< 4th term

Paralogs and orthologs

Last update on the 8th of March, 2018

In eight bacteria all homologs of E. coli ATP-dependent Clp protease ATP-binding subunit ClpX (CLPX_ECOLI) protein, the member of AAA ATPase family, were found and their relationships were established using tree building software.

Table of downloads
File Link
Uniprot report report.ods
Tree in Newick formula tree.tre

Processing the data

tree.tre

The fasta file with CLPX_ECOLI sequence was obtained. Then, proteomes of eight bacteria were concatenated and transformed into BLAST+ database with makeblastdb -in proteomes.fasta -dbtype prot. Then the query was processed: blastp -query clpx.fasta -db ../proteomes/proteomes.fasta -evalue 0.001 -outfmt 7. 30 unique proteins were found. Their sequences were retrieved with seqret and multiple alignment was perfomed by muscle.
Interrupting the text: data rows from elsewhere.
PR #941, opened 2020-05-04
Manage prometheus registry in Oak Runtime

### LINKED ISSUE #899: Improve metrics

rbehjati:
- Instantiates and manages prometheus registry in the Runtime,
  instead of using a static instance
- Uses labels for finer grained collection of metrics
- Better instrumentation for gRPC server pseudo-node
- Exposes metrics on `/metrics` endpoint

Fixes #899 

# Checklist

      construction.

### DIFF
--- a/oak/server/rust/oak_runtime/src/metrics/mod.rs
+++ b/oak/server/rust/oak_runtime/src/metrics/mod.rs
@@ -15,53 +15,126 @@
 //
 
 use prometheus::{
-    opts, register_histogram, register_int_counter, register_int_gauge, Histogram, IntCounter,
-    IntGauge,
+    proto::MetricFamily, HistogramOpts, HistogramVec, IntCounterVec, IntGauge, Opts, Registry,
 };
 
 pub mod server;
 
-/// Struct that collects all the metrics in one place
-pub struct Metrics {
-    pub grpc_request_duration: Histogram,
-    pub grpc_requests_total: IntCounter,
-    pub grpc_response_size: Histogram,
-    pub runtime_nodes_count: IntGauge,
+/// Helper struct with functions for creating and registering metrics.
+struct MetricsBuilder {
+    pub registry: Registry,
 }
 
-// TODO(#899): For testability implement a trait with methods for updating the metrics.
-// TODO(#899): Instead of using a global Registry, the Runtime should instantiate and manage the
-// Registry
-impl Metrics {
-    fn new() -> Self {
+/// Mostly copied from https://github.com/grpc-ecosystem/java-grpc-prometheus
+#[derive(Clone)]
+pub struct GrpcServerMetrics {
+    /// Total number of RPCs started on the server.
+    pub grpc_server_started_total: IntCounterVec,
+    /// Total number of RPCs completed on the server, regardless of success or failure.
+    pub grpc_server_handled_total: IntCounterVec,
+    /// Histogram of response latency of RPCs handled by the server, in seconds.
+    pub grpc_server_handled_latency_seconds: HistogramVec,
+    /// Histogram of response sizes of RPCs handled by the server.
+    pub grpc_response_size_bytes: HistogramVec,
+}
+
+/// Struct that collects all metrics for monitoring the Oak Runtime.
+#[derive(Clone)]
+pub struct RuntimeMetrics {
+    pub runtime_nodes_total: IntGauge,
+}
+
+/// Struct that collects all the metrics in one place
+#[derive(Clone)]
+pub struct Metrics {
+    registry: Registry,
+    pub runtime_metrics: RuntimeMetrics,
+    pub grpc_server_metrics: GrpcServerMetrics,
+}
+
+impl MetricsBuilder {
+    pub fn new() -> Self {
         Self {
-            grpc_request_duration: register_histogram!(
-                "grpc_request_duration_seconds",
-                "The gRPC request latencies in seconds."
-            )
-            .expect("Creating grpc_request_duration_seconds metric failed."),
+            registry: Registry::new(),
+        }
+    }
 
-            grpc_requests_total: register_int_counter!(opts!(
-                "grpc_requests_total",
-                "Total number of gRPC requests received."
-            ))
-            .expect("Creating grpc_requests_total metric failed."),
+    fn register<T: 'static + prometheus::core::Collector + Clone>(&self, metric: T) -> T {
+        self.registry.register(Box::new(metric.clone())).unwrap();
+        metric
+    }
+}
 
-            grpc_response_size: register_histogram!(
+fn counter_vec(metric_name: &str, labels: &[&str], help: &str) -> IntCounterVec {
+    let opts = Opts::new(metric_name, help);
+    IntCounterVec::new(opts, labels).unwrap()
+}
+
+fn histogram_vec(metric_name: &str, label: &[&str], help: &str) -> HistogramVec {
+    let opts = HistogramOpts::new(metric_name, help);
+    HistogramVec::new(opts, label).unwrap()
+}
+
+fn int_gauge(metric_name: &str, help: &str) -> IntGauge {
+    let opts = Opts::new(metric_name, help);
+    IntGauge::with_opts(opts).unwrap()
+}
+
+impl GrpcServerMetrics {
+    fn new(builder: &MetricsBuilder) -> Self {
+        GrpcServerMetrics {
+            grpc_server_started_total: builder.register(counter_vec(
+                "grpc_server_started_total",
+                &["method_name"],
+                "Total number of RPCs started on the server.",
+            )),
+            grpc_server_handled_total: builder.register(counter_vec(
+                "grpc_server_handled_total",
+                &["method_name", "status_code"],
+                "Total number of RPCs completed on the server, regardless of success or failure.",
+            )),
+            grpc_server_handled_latency_seconds: builder.register(histogram_vec(
+                "grpc_server_handled_latency_seconds",
+                &["method_name"],
+                "Histogram of response latency of RPCs handled by the server.",
+            )),
+            grpc_response_size_bytes: builder.register(histogram_vec(
                 "grpc_response_size_bytes",
-                "The gRPC response sizes in bytes."
-            )
-            .expect("Creating grpc_response_size_bytes metric failed."),
-
-            runtime_nodes_count: register_int_gauge!(opts!(
-                "runtime_nodes_count",
-                "Number of nodes in the runtime."
-            ))
-            .expect("Creating runtime_nodes_count metric failed."),
+                &["method_name"],
+                "Histogram of response sizes of RPCs handled by the server.",
+            )),
         }
     }
 }
 
-lazy_static::lazy_static! {
-    pub static ref METRICS: Metrics = Metrics::new();
+impl RuntimeMetrics {
+    fn new(builder: &MetricsBuilder) -> Self {
+        RuntimeMetrics {
+            runtime_nodes_total: builder.register(int_gauge(
+                "runtime_nodes_total",
+                "Number of nodes in the runtime.",
+            )),
+        }
+    }
+}
+
+impl Metrics {
+    pub fn new() -> Self {
+        let builder = MetricsBuilder::new();
+        Self {
+            runtime_metrics: RuntimeMetrics::new(&builder),
+            grpc_server_metrics: GrpcServerMetrics::new(&builder),
+            registry: builder.registry,
+        }
+    }
+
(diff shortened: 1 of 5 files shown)


rbehjati:
@tiziano88 I am using a HashMap to allow dynamically adding metrics, instead of having a huge object with all the metrics pre-defined. So now each node can register the metrics it needs. 
If there are multiple instances of each node, each instance can have its own metrics; as I have done for `grpc_server`. Although I am not sure if different `grpc_server` nodes would have different `config_name`s.  Is it possible to let the nodes know their `NodeId`s?

What do you think about adding metrics dynamically like this?

tiziano88:
Thanks! I had a quick look, but this looks too dynamic to me, it is essentially re-implementing a façade on top of the underlying registry, forwarding all the types and methods. I would suggest to stick to a more static approach in which all the metrics are defined in one place, and can be accessed via struct fields, following the usual Rust ownership and borrowing rules. Similarly to how we prefer defining flags all in place, rather than scattering them around in the various modules. WDYTY? Did you have a specific issue in mind that made you prefer the approach in this PR?

rbehjati:
The main reason is to allow different instances of the same type of node to have separate metrics. With a static approach, we won't be able to distinguish between metrics from two different grpc nodes, for example. Additionally, with a dynamic approach you won't get stats for metrics that you don't use (with a static approach you'll get that for all the struct fields, event though they'll be all zeros). 
Also, later on, to allow application-level metrics, we'll need a way to allow registering metrics dynamically. I don't think static metrics would work for that use case. 

Scattering does not bother me that much, since the access to the metrics is scattered anyways.

tiziano88:
I think distinguishing between node instances could be done by using labels. If each instance uses a different metric name, how do we even know what metrics to look for when monitoring the binary?

rbehjati:
I am not sure I understand your question, but the names are not random, they'd have names similar to what you get with labels. 

I'll see if I can make it work with labels, but I am still wondering how we'll support application-level metrics with pre-defined metrics.

tiziano88:
The names would not be random, but they would also not be known upfront, right? If they depend on the name of the nodes that are part of the application, it would not be easy to create, say, a dashboard that shows incoming requests for gRPC server nodes. Or am I misunderstanding how metric names work?

tiziano88:
And yes you are right that application-level metrics would probably need some special treatment, my comment applies to runtime-level metrics.

oak/server/rust/oak_runtime/src/metrics/mod.rs
```diff
@@ -15,53 +15,142 @@
...
-                "The gRPC response sizes in bytes."
-            )
-            .expect("Creating grpc_response_size_bytes metric failed."),
-
-            runtime_nodes_count: register_int_gauge!(opts!(
+            registry: Registry::new(),
+        }
+    }
+
+    fn register<T: 'static + prometheus::core::Collector + Clone>(&self, metric: T) -> T {
```
ipetr0v, line 67: Why it should be `static`?

oak/server/rust/oak_runtime/src/metrics/mod.rs
```diff
@@ -15,53 +15,142 @@
...
+#[derive(Clone)]
+pub struct GrpcServerMetrics {
+    /// Total number of RPCs started on the server.
+    pub grpc_server_started_total: IntCounterVec,
+    /// Total number of RPCs completed on the server, regardless of success or failure.
+    pub grpc_server_handled_total: IntCounterVec,
+    /// Histogram of response latency of RPCs handled by the server, in seconds.
+    pub grpc_server_handled_latency_seconds: HistogramVec,
+    /// Histogram of response sizes of RPCs handled by the server.
+    pub grpc_response_size: HistogramVec,
```
tiziano88, line 38: `grpc_response_size_bytes` (see https://prometheus.io/docs/practices/naming/#metric-names)

oak/server/rust/oak_runtime/src/metrics/mod.rs
```diff
@@ -15,53 +15,142 @@
...
+    /// Total number of stream messages received from the client.
+    pub grpc_server_msg_received_total: IntCounterVec,
+    /// Total number of stream messages sent by the server.
+    pub grpc_server_msg_sent_total: IntCounterVec,
+}
+
+/// Struct that collects all metrics for monitoring the Oak Runtime.
+#[derive(Clone)]
+pub struct RuntimeMetrics {
+    pub runtime_nodes_count: IntGaugeVec,
```
tiziano88, line 49: `runtime_nodes_total` for consistency with the others? or `..._count_total`?

oak/server/rust/oak_runtime/src/metrics/mod.rs
```diff
@@ -15,53 +15,142 @@
...
+
+    fn register<T: 'static + prometheus::core::Collector + Clone>(&self, metric: T) -> T {
+        self.registry.register(Box::new(metric.clone())).unwrap();
+        metric
+    }
+
+    fn counter(&self, metric_name: &str, labels: &[&str], help: &str) -> IntCounterVec {
+        let opts = Opts::new(metric_name, help);
+        IntCounterVec::new(opts, labels).unwrap()
+    }
```
tiziano88, line 75: AFAICT these methods don't do anything with `self`, in fact I am not sure whether they need to be defined in this `impl` block in the first place, is this an intentional decision?

oak/server/rust/oak_runtime/src/metrics/server.rs
```diff
@@ -42,9 +43,11 @@ impl std::fmt::Display for MetricsServerError {
 
 impl std::error::Error for MetricsServerError {}
 
-async fn serve_metrics(_req: Request<Body>) -> Result<Response<Body>, MetricsServerError> {
+async fn handle_metrics_request(
+    runtime: Arc<Runtime>,
```
tiziano88, line 47: Why does this need to be an `Arc`? I thought it should be enough to have a regular reference. Or does that complicate the lifetime of this method?

oak/server/rust/oak_runtime/src/metrics/server.rs
```diff
@@ -53,25 +56,43 @@ async fn serve_metrics(_req: Request<Body>) -> Result<Response<Body>, MetricsSer
...
         })
 }
 
-async fn make_server(port: u16) -> Result<(), hyper::error::Error> {
+async fn serve_metrics(
+    runtime: Arc<Runtime>,
+    req: Request<Body>,
+) -> Result<Response<Body>, MetricsServerError> {
+    match (req.method(), req.uri().path()) {
+        (&Method::GET, "/metrics") => handle_metrics_request(runtime).await,
```
tiziano88, line 72: Nice pattern for matching on request!

oak/server/rust/oak_runtime/src/metrics/server.rs
```diff
@@ -53,25 +56,43 @@ async fn serve_metrics(_req: Request<Body>) -> Result<Response<Body>, MetricsSer
...
+
+async fn make_server(runtime: Arc<Runtime>, port: u16) -> Result<(), hyper::error::Error> {
     let addr = SocketAddr::from(([0, 0, 0, 0], port));
 
     // A `Service` is needed for every connection, so this
     // creates one from the `process_metrics` function.
-    let make_svc = make_service_fn(|_conn| async {
-        // service_fn converts our function into a `Service`
-        Ok::<_, hyper::Error>(service_fn(serve_metrics))
+    let make_service = make_service_fn(move |_| {
```
tiziano88, line 85: I think it's useful to keep the parameter name as `_conn`, for documentation purposes.

oak/server/rust/oak_runtime/src/node/grpc/server.rs
```diff
@@ -182,11 +181,19 @@ impl Service<http::Request<hyper::Body>> for HttpRequestHandler {
...
+        let metrics_data = self.runtime.metrics_data();
         let future = async move {
             debug!("Processing an HTTP/2 request: {:?}", request);
             let mut grpc_service = Grpc::new(VecCodec::default());
             let response = grpc_service.unary(grpc_handler, request).await;
             debug!("Sending an HTTP/2 response: {:?}", response);
+            let stc = format!("{}", response.status());
+            metrics_data
+                .grpc_server_metrics
+                .grpc_server_handled_total
```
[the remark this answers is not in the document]
tiziano88: Nice! Though I think the status code was not defined at metric creation, so does it actually work?

oak/server/rust/oak_runtime/src/metrics/server.rs
```diff
@@ -53,25 +54,47 @@ async fn serve_metrics(_req: Request<Body>) -> Result<Response<Body>, MetricsSer
...
     // creates one from the `process_metrics` function.
-    let make_svc = make_service_fn(|_conn| async {
-        // service_fn converts our function into a `Service`
-        Ok::<_, hyper::Error>(service_fn(serve_metrics))
+    let make_service = make_service_fn(move |_conn| {
+        let runtime = runtime.clone();
+        async move {
+            Ok::<_, hyper::Error>(service_fn(move |req| {
+                let runtime = runtime.clone();
+                async move { serve_metrics(runtime, req).await }
```
tiziano88, line 92: I would have thought that `async { foo.await }` is equivalent to just `foo`, or is this closure needed because of the explicit move?

oak/server/rust/oak_runtime/src/metrics/mod.rs
```diff
@@ -15,53 +15,127 @@
...
+        }
+    }
+}
+
+impl RuntimeMetrics {
+    fn new(builder: &MetricsBuilder) -> Self {
+        RuntimeMetrics {
+            runtime_nodes_total: builder.register(int_gauge(
+                "runtime_nodes_total",
+                &["instance"],
```
tiziano88, line 115: What is this label for? AFAICT it's always set to `runtime`?

oak/server/rust/oak_runtime/src/runtime/mod.rs
```diff
@@ -1101,12 +1111,16 @@ impl Runtime {
...
-        );
+        self.metrics_data
+            .runtime_metrics
+            .runtime_nodes_total
+            .with_label_values(&["runtime"])
+            .set(
+                self.node_infos
+                    .read()
+                    .expect("could not acquire lock on node_infos")
+                    .len() as i64,
```
tiziano88, line 1122: Maybe refactor this in a separate method, to make it clear that it does not hold any locks.

oak/server/rust/oak_runtime/src/runtime/mod.rs
```diff
@@ -34,6 +33,9 @@ use std::{
     thread::JoinHandle,
 };
```
tiziano88, line 35: Remove blank line.

oak/server/rust/oak_runtime/src/metrics/mod.rs
rbehjati: I wanted to keep everything as vector. With vector metrics, label is needed. I have now changed the type to `IntGauge` instead of `IntGaugeVec`.

oak/server/rust/oak_runtime/src/metrics/server.rs
rbehjati: Yes. Thanks. Fixed. Must have been leftover from my chain of changes to make Rust happy.

oak/server/rust/oak_runtime/src/runtime/mod.rs
rbehjati: Done.

oak/server/rust/oak_runtime/src/runtime/mod.rs
rbehjati: Thanks. Done!

oak/server/rust/oak_runtime/src/runtime/mod.rs
```diff
@@ -16,14 +16,15 @@
 
 use crate::{
     message::{Message, NodeMessage},
-    metrics::METRICS,
+    metrics::*,
```
tiziano88, line 19: I think we try to avoid wildcard imports unless necessary.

The tree was bulit with PHYLIP package. fprotdist was used to calculate distance matrix and fneighbor -data aligned.fprotdist -treetype u has built the tree with UPGMA method. Visualization and editing was performed in MEGA 7 (fig. 1).

Fig. 1. The tree of CLPX_ECOLI homologs in certain range of bacteria.

Evolutionary relationships

Orthologs and paralogs are presented in fig. 2. Regarding evolution, orthology means protein radiation through speciation, whereas paralogy indicates gene duplication in same host organism.

Fig. 2. Relationships between proteins.
Two orthology groups are bounded in brackets. Pairs of paralogs are coloured in shades of green.

Proteins under scrutiny

report.ods

Protein accession codes were put into Uniprot and corresponding records were obtained. Several meaningful fields were included and report was downloaded as spreadsheet table. Then rows were sorted to reflect tree topology to ease the matching of terms with subtrees.

Fig. 3. Protein names (left) and corresponding families (right) in the tree.

Large subtrees perfectly reflect protein names and protein families (fig. 3) thus proving determination of orthologs and paralogs in fig. 2. All proteins are capable of binding ATP but do various functions in cell such as protein folding and DNA recombination according to GO terms. For HslUV proteases and ATP-dependent zinc metalloproteases the cellular location is defined (cytoplasm and membrane, respectively). 27 out of 30 proteins were inferred from homology and the rest were only predicted.

Molecular phylogeny can display the uncompleteness of Uniprot database. The magnesium chelatase branch is tight but Uniprot records on these three proteins differ on pairwisely lacking several fields. The assembled description consists of protein name and family, ATP and DNA binding capabilities and participance in DNA replication initiation. Other clades only slightly vary in GO terms and keywords inside them.